◆ Exercise description
The full data must be written out exactly, with every line included.

========================

PR #196, opened 2016-02-15
Throw away jsAttr()

miripiruni:
1. `jsAttr()` does not work at all.
2. I don’t know any usecase for using `jsAttr()`.

//сс @tadatuta


tadatuta:
lgtm

zxqfox:
:+1:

========================

◆ Output
PR #196, opened 2016-02-15
Throw away jsAttr()

miripiruni:
1. `jsAttr()` does not work at all.
2. I don’t know any usecase for using `jsAttr()`.

//сс @tadatuta


tadatuta:
lgtm

zxqfox:
:+1:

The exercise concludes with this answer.